BOSTON, Dec. 16 -- The leader of Boston's Catholic Archdiocese on Tuesday outlined plans to close underutilized parishes, the latest in a series of attempts by the church to overcome financial troubles exacerbated by revelations of sexual abuse by its priests.

Archbishop Sean P. O'Malley told a gathering of about 600 Boston area priests that the parish closings are necessary because of a decline in church attendance, the archdiocese's financial condition and a shortage of priests. He gave no details on the number of parishes that would be closed, though some priests have speculated that several dozen of the region's 358 parishes will be affected.

In announcing the closings, O'Malley also made a plea for unity among the clergy, a theme he has echoed repeatedly since he took the helm of the nation's fourth-largest Catholic archdiocese in July and quickly helped broker an $85 million settlement with more than 500 abuse victims.

"I want the Catholics to realize we are family and we must see ourselves as something bigger than our own parishes," O'Malley said. He added that while "the cost of the [abuse] settlement has nothing to do with the challenge of parish closings and reconfiguration," the changes were accelerated by the abuse crisis.

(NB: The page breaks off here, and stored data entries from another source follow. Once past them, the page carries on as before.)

PR #105, opened 2019-09-16
WIP - Improve error details when the underlying request fails

tylermilner:
Added an associated type to the `unknownError` case of `NetworkServiceError`. Previously, the `Error` provided in the completion of the execution of a request was being thrown away if the `response` parameter was not a `HTTPURLResponse`. In some cases, these errors were internally mapped to a `NetworkServiceError` (`noInternetConnection`, `timedOut`, and `cancelled`), but now clients have access to all other errors that might occur (`NSURLErrorBadURL`, `NSURLErrorCannotFindHost`, `NSURLErrorDNSLookupFailed`, etc.).

Basically, instead of needing to manually map a lot more cases in [this switch](https://github.com/BottleRocketStudios/iOS-Hyperspace/blob/master/Sources/Hyperspace/Service/Network/NetworkServiceHelper.swift#L51), we now pass the underlying error through so that clients can have a more descriptive explanation of what went wrong vs just getting back a `NetworkServiceError.unknownError`.

### DIFF
--- a/Sources/Hyperspace/Service/Network/NetworkServiceProtocol.swift
+++ b/Sources/Hyperspace/Service/Network/NetworkServiceProtocol.swift
@@ -15,8 +15,8 @@
 import Foundation
 
 /// Represents an error that occurred when executing a Request using a NetworkService.
-public enum NetworkServiceError: Error, Equatable {
-    case unknownError
+public enum NetworkServiceError: Error {
+    case unknownError(Error?)
     case unknownStatusCode
     case redirection
     case clientError(HTTP.Status.ClientError)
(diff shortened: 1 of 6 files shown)


Sources/Hyperspace/Service/Network/NetworkServiceProtocol.swift
```diff
@@ -71,3 +71,33 @@ public protocol NetworkServiceProtocol {
...
 }
+
+// MARK: - Equatable Implementations
+
+extension NetworkServiceError: Equatable {
+    
+    public static func == (lhs: NetworkServiceError, rhs: NetworkServiceError) -> Bool {
+        switch (lhs, rhs) {
+        case (.unknownError(let lhsError), .unknownError(let rhsError)):
+            return lhsError?.localizedDescription == rhsError?.localizedDescription
```
tylermilner: This is the only piece of this that makes me a little uneasy. Unfortunately, I don't know of a better way to check for equality of two objects conforming to `Error`, but I think this should be safe for 99% of use cases. We were already doing this in our test code for `MockBackendServiceError`.

wmcginty: We could also just treat all `.unknownError` as equal, regardless of associated `Error`? Maybe?

tylermilner: We could, but I saw some recommendations against that on the [Swift forums](https://forums.swift.org/t/making-error-sub-enums-equatable/5878/6).

tylermilner:
I think #130 and version `4.0` in general should address a lot of these ideas. Closing...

A statement from Voice of the Faithful, a Catholic lay group formed in response to the nationwide abuse crisis, in the city where it began, said, "given that the sex abuse crisis has impacted the economic viability of both parishes and the diocese, it is an indirect driver [of the parish closings]."

The parish closings will begin with a first wave June 1, 2004. Further changes will be announced Aug. 1 and Oct. 1. No new pastors will be named or nonessential expenditures by parishes authorized, O'Malley said, until the process is complete.

Churches serving immigrant communities and those attached to parochial schools will be less likely candidates for closure, he said. Attendance at Mass and the financial condition of each individual church will play a major role in what he acknowledged could be a painful process for parishioners and clergy.

"It is a very sad moment, but unfortunately, it is a very necessary one," he said.

Priests who attended the meeting agreed that the closings were inevitable. "There are too many churches in some places and not enough people," said Robert W. Bullock, head of the Boston Priests Forum and the pastor of the Our Lady of the Sorrows church in suburban Sharon.

Already this month, the church has taken several other steps toward shoring up its beleaguered finances.

The archdiocese has said that the bulk of the settlement money will come from insurance policies and from the sale of 27.6 acres of church property in Brighton -- a neighborhood in the western part of the city -- including the elaborate Italian-style mansion where leaders of Boston's archdiocese have resided for 75 years. Unlike his predecessors, O'Malley declined to live in the palazzo, which had become a symbol of the rift between church officials and its lay community during the abuse scandal.

With the first settlement checks to be sent to abuse victims next week -- before the sale of any properties is completed -- the church borrowed money by mortgaging two of its most valuable assets last week: the St. John's Seminary, in Brighton; and the Cathedral of the Holy Cross, in Boston's South End.

O'Malley has also taken steps to improve relations with lay Catholics, whose support will be critical to boosting the church's financial standing. Sunday offertory donations by Boston parishioners fell by 8 percent in the year after the abuse scandal broke, and donations to the archdiocese's annual appeal fell to $8.8 million in 2002, from $16 million a year earlier.

Last month, O'Malley met with representatives of Voice of the Faithful, which was banned from church property in 2002 by Cardinal Bernard F. Law, who resigned as head of the archdiocese a year ago.

"We didn't want the parish closings to be a throwback to the times when the decisions were made in a vacuum and handed down to the laity," said Mike Emerton, a Voice of the Faithful spokesman. "Under O'Malley, an open and honest dialogue has been exhibited."

Nationally, the number of Roman Catholic parishes has declined by 250 over the past eight years -- falling from 19,331 in 1995 to 19,081 this year -- as the church population has shifted from inner cities to suburbs, said Sister Mary Ann Walsh, a spokeswoman for the U.S. Conference of Catholic Bishops.

"The challenge in the urban areas is that, in many cases, the Italians had a parish, the Germans had a parish and the Irish had a parish, all within a few blocks," Walsh said. "And now, a lot of the Catholics have moved to the suburbs." In Boston, about 50 parishes have been closed or merged over 20 years.